My goal for this project was to spend no money at all and only use stuff I already had laying around. For the deciduous trees I had a bag full of dried pieces of roots, collected on some holiday walks in Bavaria.
I also used a bunch of twisted twigs bought from a florists shop some time ago, I really don't know what this is called, but it has a natural look like small tree branches already.
As I had no experience building model trees and had only read a lot about creating them, I just took some pieces of roots, removes the one or other broken twig, cut one end flat and glued this to a cardboard square with white glue, additionally secured with a small brass screw from underneath. The cardboard will later be glued to my terrain pieces, that way the trees will have a firm foundation on the base.
But I wasn't quite happy with these constructs, they looked too unnaturally, not like real tree structures.
So, for the next ones I looked for a good looking roots piece for the stem and planted the branches from the bottom up myself using parts of the twig material.
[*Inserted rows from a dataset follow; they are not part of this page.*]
PR #48, opened 2019-09-26
Add filter for enrollments by date (#4)

### LINKED ISSUE #4: Enrollment data can be filtered by date range
**Story:** As an API consumer, I want to filter enrollments by date range to only fetch the data I need.

**Acceptance criteria:**

* I should be able to make a GraphQL query like the following:

```
{
  me {
    sites {
      id
      enrollments(from: "2018-09-01" to: "2019-08-31") {
        id
      }
    }
  }
}
```
* The results should only include enrollments that intersect the provided range.
  * An enrollment that ends on the first day of the range or starts on the last day of the range should be included.
  * An enrollment with a null exit date should be included if its entry date is less than or equal to the last day of the range.

cailyncodes:
Adds arguments to EnrollmentRepository fields, expose queryable interface for more modular searching.

I'm very much not sure if this is a good way about implementing this. @jlhogan If there's an article you reference about your structure of sub-queries, I would love to take a look! None of the documentation I found describes the structure we have, so I read between the lines and came up with this.

Should resolve #4

### DIFF
--- a/src/Hedwig/Schema/Types/EnrollmentType.cs
+++ b/src/Hedwig/Schema/Types/EnrollmentType.cs
@@ -11,8 +11,8 @@ namespace Hedwig.Schema.Types
 		public EnrollmentType(IDataLoaderContextAccessor dataLoader, IChildRepository children, IFundingRepository fundings)
 		{
 			Field(e => e.Id);
-			Field(e => e.Entry);
-			Field(e => e.Exit, nullable: true);
+			Field<DateTime>(e => e.Entry);
+			Field<DateTime?>(e => e.Exit, nullable: true);
 			Field<NonNullGraphType<ChildType>>(
 				"child",
 				resolve: context =>
--- a/src/Hedwig/Schema/Types/SiteType.cs
+++ b/src/Hedwig/Schema/Types/SiteType.cs
@@ -1,5 +1,7 @@
+using System;
 using Hedwig.Models;
 using Hedwig.Repositories;
+using GraphQL;
 using GraphQL.DataLoader;
 using GraphQL.Types;
 
@@ -13,11 +15,33 @@ namespace Hedwig.Schema.Types
 			Field(s => s.Name);
 			Field<NonNullGraphType<ListGraphType<NonNullGraphType<EnrollmentType>>>>(
 				"enrollments",
+				// Add arguments to subfield because graphql does not support
+				// using top-level queries on a subfield.
+				arguments: new QueryArguments(
+					new QueryArgument<DateGraphType> { Name = "from" },
+					new QueryArgument<DateGraphType> { Name = "to" }
+				),
 				resolve: context =>
 				{
+					// dynamically determine which query to use
+					// depending on supplied parameters
+					var query = enrollments.GetQuery();
+					String queryName;
+					var from = context.GetArgument<DateTime?>("from");
+					var to = context.GetArgument<DateTime?>("to");
+
+					if (!from.HasValue && !to.HasValue) {
+						queryName = "GetEnrollmentsBySiteIdsAsync";
+					} else if (!from.HasValue || !to.HasValue) {
+						throw new ExecutionError("Both from and to must be supplied");
+					} else {
+						query = enrollments.FilterByDates(query, (DateTime)from, (DateTime)to);
+						queryName = "GetEnrollmentsBySideIdsFilteredByDatesAsync";
+					}
+						
 					var loader = dataLoader.Context.GetOrAddCollectionBatchLoader<int, Enrollment>(
-						"GetEnrollmentsBySiteIdsAsync",
-						enrollments.GetEnrollmentsBySiteIdsAsync);
+						queryName,
+						(ids) => enrollments.GetEnrollmentsBySiteIdsAsync(query, ids));
 
 					return loader.LoadAsync(context.Source.Id);
 				}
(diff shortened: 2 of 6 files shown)


cailyncodes:
Oh also no tests yet -- waiting for the other PR to land before trying to write the tests. Will do before merging though.

jlhogan:
> Oh also no tests yet -- waiting for the other PR to land before trying to write the tests. Will do before merging though.

other pr landed :)

src/Hedwig/Schema/Types/SiteType.cs
```diff
@@ -13,11 +15,29 @@ public SiteType(IDataLoaderContextAccessor dataLoader, IEnrollmentRepository enr
...
 				{
+					var query = enrollments.GetQuery();
+					String queryName;
+					var from = context.GetArgument<DateTime?>("from");
+					var to = context.GetArgument<DateTime?>("to");
+
+					if (!from.HasValue && !to.HasValue) {
+						queryName = "GetEnrollmentsBySiteIdsAsync";
+					} else if (!from.HasValue || !to.HasValue) {
+						throw new ExecutionError("Both from and to must be supplied");
```
cmgiven: It looks like `"to"` is nullable?

cailyncodes: My understanding was that `.HasValue` works on nullable types and is sort of a null/empty-string check combined?

cmgiven: Sorry, should have been clearer. Why would `"to"` be nullable if we're going to throw an error here? And it looks like the repository supports `"to"` being null?

jlhogan: not sure what you mean by this. Could implement the query & repository methods to only require a from, and make to optional but that is not how this is implemented right now, nor is that in the AC. If that's the ask, let's update the ticket!

cmgiven: That’s fine. But in that case the API should not be marked as nullable.

I’m looking at line 27 of the repository for reference.

cailyncodes: Okay I'm not quite sure if I fully understand but this is what I potentially think might be the confusion.

There are actually two sub-queries we support: 1) selecting all enrollments in a site and 2) selecting all enrollments from date A to date B. The former looks like:
```
     

{
  me {
    sites {
      id
      enrollments {
        id
      }
    }
  }
}
```
and the later like
```
     

{
  me {
    sites {
      id
      enrollments(from: "2018-09-01" to: "2019-08-31") {
        id
      }
    }
  }
}
```
So both "from" and "to" are nullable on the first query and required on the second query. If only one is provided, then we throw the error. The if statements sort of hide that logic. The first if condition checks for both null, meaning use the first query; the second if condition while it looks like is an inclusive is actually an exclusive or (because the first conditional handles the inclusive case), which means error; the else then implies that both are included hence use the second query.

I hope that helps clear this up! But any case, a learning moment to be more clear in the code.

src/Hedwig/Schema/Types/EnrollmentType.cs
```diff
@@ -11,8 +11,8 @@ public class EnrollmentType : ObjectGraphType<Enrollment>
 		public EnrollmentType(IDataLoaderContextAccessor dataLoader, IChildRepository children, IFundingRepository fundings)
 		{
 			Field(e => e.Id);
-			Field(e => e.Entry);
-			Field(e => e.Exit, nullable: true);
+			Field<DateTime>(e => e.Entry);
```
cmgiven: Should this be marked as nullable as well, in that case?

src/Hedwig/Schema/Types/SiteType.cs
cmgiven: Gotcha, thanks for clarifying, and sorry to create so much back and forth. New comment added, though, as I think this means that `"from`" should also be marked as nullable.

src/Hedwig/Schema/Types/EnrollmentType.cs
cailyncodes: Oh this is different from the query parameter -- My understanding is this is what's actually stored in the db, which an enrollment only makes sense within a context of a non-null entry date.

src/Hedwig/Schema/Types/SiteType.cs
```diff
@@ -13,11 +15,29 @@ public SiteType(IDataLoaderContextAccessor dataLoader, IEnrollmentRepository enr
 			Field(s => s.Name);
 			Field<NonNullGraphType<ListGraphType<NonNullGraphType<EnrollmentType>>>>(
 				"enrollments",
+				arguments: new QueryArguments(
+					new QueryArgument<DateGraphType> { Name = "from" },
+					new QueryArgument<DateGraphType> { Name = "to" }
```
cailyncodes: Both of these are marked nullable here in the query.

cmgiven: Ah! Thank you!

cailyncodes:
@jlhogan Definitely agree with "instead of with chaining if/elses which will become cumbersome as we add more queries/filter options" -- any ideas we can think of down the road would be great to update the current approach.

And "Overall, i'm a fan of commenting all functions with a docs-style format" -- done! I've never used this XML based format before but can definitely get behind documenting all methods like this!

A hole was drilled into the stem, and the twigs were glued in with a hot glue gun. This way you only need to wait a couple of seconds for the glue to cool and set. After finishing a tree this way, a mixture of brown acrylic colour, some dirt powder and water was brushed roughly around the glued areas to cover the shiny glue spots and get a smooth transition from stem to branch. The hot glue gun was also used to simulate some roots branching out at the bottom of the stem.
A lot of ideas and techniques were based on similar things from Elladan and his inspiring website
http://www.elladan.de/040%20Bocage%203/040.htm.
These trees were much more to my liking ...
It was time to start the first test base for ground structures and materials and to test fibres and flocking. I used some single roots of another kind and glued them directly to the pre-cut hardboard-base. Twisted out rubberised horsehair was ripped into small pieces and glued onto the twigs with UHU-craftglue.
The horsehair was airbrushed with Tamiya dark-green, the base got its foundation with brown-coloured ready-mixed filler from the DIY.